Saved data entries
════════════════
PR #1121, opened 2024-02-13
Remove momentjs dependency; COUNTRY=cambodia

### LINKED ISSUE #1063: Remove momentjs dependency

echaidemenos:
### Description

This fixes #1063 and removes dependency to `momentjs` from the project

## How to test the feature:

Make sure that everything date related works as expected and translates properly. @wadhwamatic let's QA this extensively before merging.

- [ ] date for layers
- [ ] charts
- [ ] CSVs
- [ ] date picker

## Checklist - did you ...

Test your changes with


frontend/src/utils/date-utils.ts
```diff
@@ -100,22 +114,46 @@ export const dateStrToUpperCase = (dateStr: string): string => {
 };
 
 export const getDateFormat = (
```
ericboucher, line 116: might be worth renaming to `getFormattedDate`, wdyt?

frontend/src/utils/ews-utils.ts
```diff
@@ -57,16 +57,19 @@ type EWSTriggerLevels = {
...
-  const tempDate = moment.utc('2021-01-01');
+  const endDate = testEndDate || now.setUTCHours(0, 0, 0, 0);
+
+  let tempDate = new Date('2021-01-01');
 
   while (tempDate.valueOf() <= endDate) {
+    const clone = new Date(tempDate.getTime());
     // eslint-disable-next-line fp/no-mutating-methods
-    datesArray.push(tempDate.clone().set({ hour: 12, minute: 0 }).valueOf());
+    datesArray.push(clone.setHours(12));
```
ericboucher, line 69: we also need to set the minutes to 0 for 30min timezones
it might be worth creating a utility `setToNoon` to reuse across the codebase.

frontend/src/utils/date-utils.ts
```diff
@@ -100,22 +114,46 @@ export const dateStrToUpperCase = (dateStr: string): string => {
...
     case 'snake':
-      return moment(date).format(DEFAULT_DATE_FORMAT_SNAKE_CASE);
+    case DEFAULT_DATE_FORMAT_SNAKE_CASE:
+      return `${year}_${month}_${day}`;
+    case 'YYYY-MM-DD HH:mm':
+      return `${year}-${month}_${day} ${hours}:${minutes}`;
+    case 'DD_MM_YYYY':
+      return `${day}_${month}_${year}`;
+    case 'YYYY-MM-DDTHH:mm:ss':
+      return `${year}-${month}-${day}T${hours}:${minutes}:${seconds}`;
```
ericboucher, line 151: Did you look into `date-fns`? Seems like we're reinventing the wheel a bit here no?

echaidemenos: This is as vanilla javascript and as simple as it gets. If you want we can use `date-fns`

frontend/src/components/MapView/DateSelector/utils.ts
```diff
@@ -22,19 +22,21 @@ export function findClosestDate(
   date: number,
   availableDates: ReturnType<Date['getTime']>[],
 ) {
-  const dateToCheck = moment(date);
-
   // TODO - better handle empty arrays.
   if (availableDates.length === 0) {
-    return dateToCheck;
+    return date;
```
ericboucher, line 27: The function docstring is not accurate anymore. Should this function return a date object maybe? Not sure how it's used atm

frontend/src/components/MapView/LeftPanel/ChartsPanel/ChartSection/index.tsx
```diff
@@ -49,8 +50,8 @@ function generateDateStrings(startDate: Date, endDate: Date) {
   const result = [];
   const interval = [1, 11, 21];
   const currentDate = new Date(startDate);
-  currentDate.setHours(10);
-  endDate.setHours(12);
+  currentDate.setHours(10, 0, 0, 0);
```
ericboucher, line 53: not from this PR but curious why we set it to 10 here?

frontend/src/components/MapView/DateSelector/utils.ts
echaidemenos: updated the docstring to number, timestamp in milliseconds

frontend/src/components/MapView/LeftPanel/ChartsPanel/ChartSection/index.tsx
echaidemenos: It is like that so in the `while` bellow the current is before endDate

ericboucher: the while loop uses a `<=` so it would fo through anyway for the first day, no?

echaidemenos: I am adding a test for this function (on the tests PR #1090 ). I believe it has to do with daylight savings. I will confirm and add a comment also

echaidemenos: seems to work ok with 12, so i set it to 12

frontend/src/utils/date-utils.ts
laurentS: I agree, I made the same comment on the other PR about testing, before seeing your comment here.

ericboucher: I pushed the change yesterday :)

frontend/src/utils/date-utils.ts
```diff
@@ -99,23 +113,47 @@ export const dateStrToUpperCase = (dateStr: string): string => {
...
     return undefined;
   }
 
+  const jsDate = new Date(date);
+  const year = jsDate.getUTCFullYear();
+  const month = String(jsDate.getUTCMonth() + 1).padStart(2, '0');
+  const day = String(jsDate.getUTCDate()).padStart(2, '0');
+  const hours = String(jsDate.getUTCHours()).padStart(2, '0');
+  const minutes = String(jsDate.getUTCMinutes()).padStart(2, '0');
+  const seconds = String(jsDate.getUTCSeconds()).padStart(2, '0');
```
laurentS, line 137: These 3 lines are only needed in some cases, maybe put them behind a test to only compute them if needed, as they're probably quite expensive, relatively speaking.
Overall, this function is going to be called quite a lot, so I think it's worth speeding it up where possible.

frontend/src/utils/ews-utils.ts
```diff
@@ -57,16 +58,19 @@ type EWSTriggerLevels = {
...
+
+  while (tempDate.getTime() <= endDate) {
+    const clone = new Date(tempDate.getTime());
     // eslint-disable-next-line fp/no-mutating-methods
-    datesArray.push(tempDate.clone().set({ hour: 12, minute: 0 }).valueOf());
+    datesArray.push(clone.setUTCHours(12, 0, 0, 0));
 
-    tempDate.add(1, 'days');
+    // eslint-disable-next-line fp/no-mutation
+    tempDate = new Date(tempDate.getTime() + oneDayInMs);
```
laurentS, line 73: It's a bit of a weird corner case, but I wonder how much of an impact the [leap second](https://en.wikipedia.org/wiki/Leap_second) has on our date management. It looks like there's only been 5 in the past 20 years, so likely nothing to worry about :crossed_fingers: 

That being said, I would be tempted to modify this `while` loop to add 1 day at a time with a counter, and do `datesArray.push(tempDate.setUTCDate(counter))` so you can avoid creating all these temp date clones.

frontend/src/utils/ews-utils.ts
```diff
@@ -99,16 +103,16 @@ export const fetchEWSDataPointsByLocation = async (
...
 ): Promise<EWSSensorData[]> => {
-  const endDate = moment(date)
-    .clone()
-    .set({ hour: 23, minute: 59, second: 59 });
+  const endDate = new Date(date);
+  endDate.setHours(23, 59, 59, 999);
   // FIXME: pass start/end here? why the 24h delta?
-  const startDate = endDate.clone().subtract(1, 'days');
+  const startDate = new Date(endDate.getTime() - oneDayInMs);
   const format = 'YYYY-MM-DDTHH:mm:ss';
```
laurentS, line 110: Can we create an enum of all the valid formats we use across the codebase to avoid having these random strings?

frontend/src/utils/server-utils.ts
```diff
@@ -302,21 +304,25 @@ export function generateIntermediateDateItemFromValidity(layer: ValidityLayer) {
...
   const dateItemsWithValidity = sortedDates
     .filter(date => date > earliestDate)
-    .map(d => moment(d).set({ hour: 12, minute: 0 }))
-    .reduce((acc: DateItem[], momentDate) => {
-      // We create the start and the end date for every moment date
-      let startDate = momentDate.clone();
-      let endDate = momentDate.clone();
+    .map(d => {
+      const date = new Date(d);
+      date.setHours(12, 0, 0, 0);
```
laurentS, line 314: Should this be `setUTCHours` to ensure the user's locale has no impact? (I guess the same comment applies to all the calls of this method).

frontend/src/utils/server-utils.ts
```diff
@@ -616,7 +622,16 @@ export function formatFeatureInfo(
   labelMap?: { [key: string]: string },
 ): string {
   if (type === DataType.Date) {
-    return `${moment(value).utc().format('MMMM Do YYYY, h:mm:ss')} UTC`;
+    return new Date(value).toLocaleString('default', {
```
laurentS, line 625: Why is this not using `getFormattedDate`? Would it make sense to use this code in that function instead of instantiating all those strings?

frontend/src/utils/ews-utils.ts
echaidemenos: we are setting hours to 12, so leap second can't change the date, i believe

ericboucher (approved):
════════════════
◆ Problem description
Where a line of the data above includes the string "your", pull it out.

◆ Result of the exercise
Test your changes with
laurentS: I agree, I made the same comment on the other PR about testing, before seeing your comment here.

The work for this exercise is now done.